* _Stored data entries_:
•••
PR #362, opened 2026-07-23
fix(bcs): scope channel bindings by environment

RaymondHX:
## Summary

- bind ChannelBinding repositories to the runtime environment
- scope every binding read and mutation by `env`
- reject cross-environment creates and add DB/memory regression coverage

## Root cause

`bcs_channel_bindings.env` was written on create but omitted from repository lookups. When pre-production and production shared the table, `/channels/bindings/by-target` could return a production binding for the same target.

## Impact

Pre-production binding queries, inbound account lookup, listing, status/config updates, and deletion can now access only pre-production bindings. The HTTP contract and response shape are unchanged, and no database migration is required.

## Validation

- `cargo test -p bcs-channel-store`
- `cargo test -p bcs-channel`
- `cargo test -p bcs --lib`
- `cargo test -p bcs-http --test channel_provider_routes_contract`
- `cargo check --workspace`
- `git diff --check`

Strict Clippy remains blocked by pre-existing warnings outside this change.


vzvince (approved):
LGTM

PR #364, opened 2026-07-23
feat(bcs): auto-join humans for session chat

RaymondHX:
## Summary

- Automatically add an authenticated Human caller to a running Session as `Observer + Present` before handling `POST /sessions/{session_id}/chat` when they are not already a participant.
- Bind Human messages to the authenticated caller's `actor_id`, so the request `from` field cannot override the sender identity; Bot callers remain fail-closed and must already be Session participants.
- Validate and route Session chat against Session participants rather than the parent Group participant list, and document the updated contract.

## Why

The endpoint previously rejected authenticated Human callers who were not already Session participants. Even after adding a Human to the Session, the message flow still validated the sender against the parent Group, preventing a Session-only Human from sending under their own identity.

## Validation

- `cargo test -p bcs-http`
- `cargo check -p bcs-http -p bcs-message-flow --all-targets`


vzvince (approved):
LGTM

PR #365, opened 2026-07-23
fix(bcs): reject invalid explicit bot credentials

vzvince:
## Summary

- Treat the presence of `X-BCS-Bot-Token` as an explicit request to authenticate as a bot.
- Return bot authentication and container-validation errors instead of silently falling back to the human OAuth identity.
- Preserve human OAuth fallback when no explicit bot-token header is supplied, and keep valid bot credentials higher priority when both identities are available.
- Add regression coverage for stale bot tokens, container mismatches, mixed bot/human credentials, and human-only OAuth requests.

## Root cause

`resolve_actor_caller` discarded every error from bot authentication. In office/OAuth mode, the CLI can send both a human OAuth `Authorization` header and `X-BCS-Bot-Token`; an invalid explicit bot credential therefore selected the human actor and returned the wrong actor's groups.

## Impact

`GET /groups/my` now fails closed when an explicit bot credential is invalid, while requests that only carry a valid human OAuth identity continue to resolve as `human_<staff_no>`.

## Contract impact

- No endpoint or response-schema change.
- No service or plugin API change.
- This corrects authentication precedence for the existing endpoint.

## Verification

- `cargo test -p bcs-http`
- `git diff --check`

### DIFF
--- a/src/bcs/crates/adapters/http/bcs-http/src/routes/groups.rs
+++ b/src/bcs/crates/adapters/http/bcs-http/src/routes/groups.rs
@@ -1633,11 +1633,18 @@ async fn resolve_actor_caller(
     headers: &HeaderMap,
     uri: &Uri,
 ) -> Result<String, HttpAdapterError> {
-    if let Ok(bot_id) = authenticated_bot_from_headers(state, headers).await {
-        if !bot_id.trim().is_empty() {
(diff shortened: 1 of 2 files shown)


RaymondHX (approved):
LGTM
•••
* _What to produce_:
Only the number is wanted: how many lines in the entries above include the word "environment"?

* _Response below_:
3